▶ **Source data**
PR #809, opened 2019-06-08
draw labels marking the centroids of category value clusters

### LINKED ISSUE #595: Show categorical labels on centroid in graph
Likely implemented as a secondary button next to `color by variable` which adds the labels. 

image

A good implementation will be smart about the color of the label, or add a white background to the label at 50% opacity for visibility. The latter is much quicker to implement, and probably better anyway.

image

This feature is potentially useful for categorical metadata which correlates to the embedding - ie., `cluster id` will work well, but variables like `gender` might congregate around the center of the graph: 

image

Thanks to @dpeerlab for the suggestion

As an aside, we've also discussed (see issue #9) 'discovering' which cluster is which by allowing a hover on a cluster in the graph to highlight the list of metadata in the sidebar. This is more problematic - is it dependent on the current `color by`? Showing the labels is probably a nicer interaction than having to chase down something in the left panel, as there's no guarantee that it will be visible if the list is long.

seve:
_EDIT: Some additional features were removed from this PR to prevent feature creep. See #811_

Categorical data is currently hard to parse when there is a wide variety of labels.  By implementing centroid labels for each category label, clusters will be more easily distinguished. The label location is calculated using the median x and y values of all relevant cells. 

- A new reducer which holds:
  - The selected metadata and category values
  - The XY position of the centroid
- A util which calculates the centroid given a category value
- An additional SVG layer on top of the existing lasso layer and necessary refactors to distinguish one another
- A file for setting up and drawing the centroid label

Fixes #595

### DIFF
--- a/client/src/components/categorical/value.js
+++ b/client/src/components/categorical/value.js
@@ -59,7 +59,8 @@ class CategoryValue extends React.Component {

▶ **Prompt**
A complete and exact reproduction of the data is needed.

▶ **Answer to this exercise**
PR #809, opened 2019-06-08
draw labels marking the centroids of category value clusters

### LINKED ISSUE #595: Show categorical labels on centroid in graph
Likely implemented as a secondary button next to `color by variable` which adds the labels. 

image

A good implementation will be smart about the color of the label, or add a white background to the label at 50% opacity for visibility. The latter is much quicker to implement, and probably better anyway.

image

This feature is potentially useful for categorical metadata which correlates to the embedding - ie., `cluster id` will work well, but variables like `gender` might congregate around the center of the graph: 

image

Thanks to @dpeerlab for the suggestion

As an aside, we've also discussed (see issue #9) 'discovering' which cluster is which by allowing a hover on a cluster in the graph to highlight the list of metadata in the sidebar. This is more problematic - is it dependent on the current `color by`? Showing the labels is probably a nicer interaction than having to chase down something in the left panel, as there's no guarantee that it will be visible if the list is long.

seve:
_EDIT: Some additional features were removed from this PR to prevent feature creep. See #811_

Categorical data is currently hard to parse when there is a wide variety of labels.  By implementing centroid labels for each category label, clusters will be more easily distinguished. The label location is calculated using the median x and y values of all relevant cells. 

- A new reducer which holds:
  - The selected metadata and category values
  - The XY position of the centroid
- A util which calculates the centroid given a category value
- An additional SVG layer on top of the existing lasso layer and necessary refactors to distinguish one another
- A file for setting up and drawing the centroid label

Fixes #595

### DIFF
--- a/client/src/components/categorical/value.js
+++ b/client/src/components/categorical/value.js
@@ -59,7 +59,8 @@ class CategoryValue extends React.Component {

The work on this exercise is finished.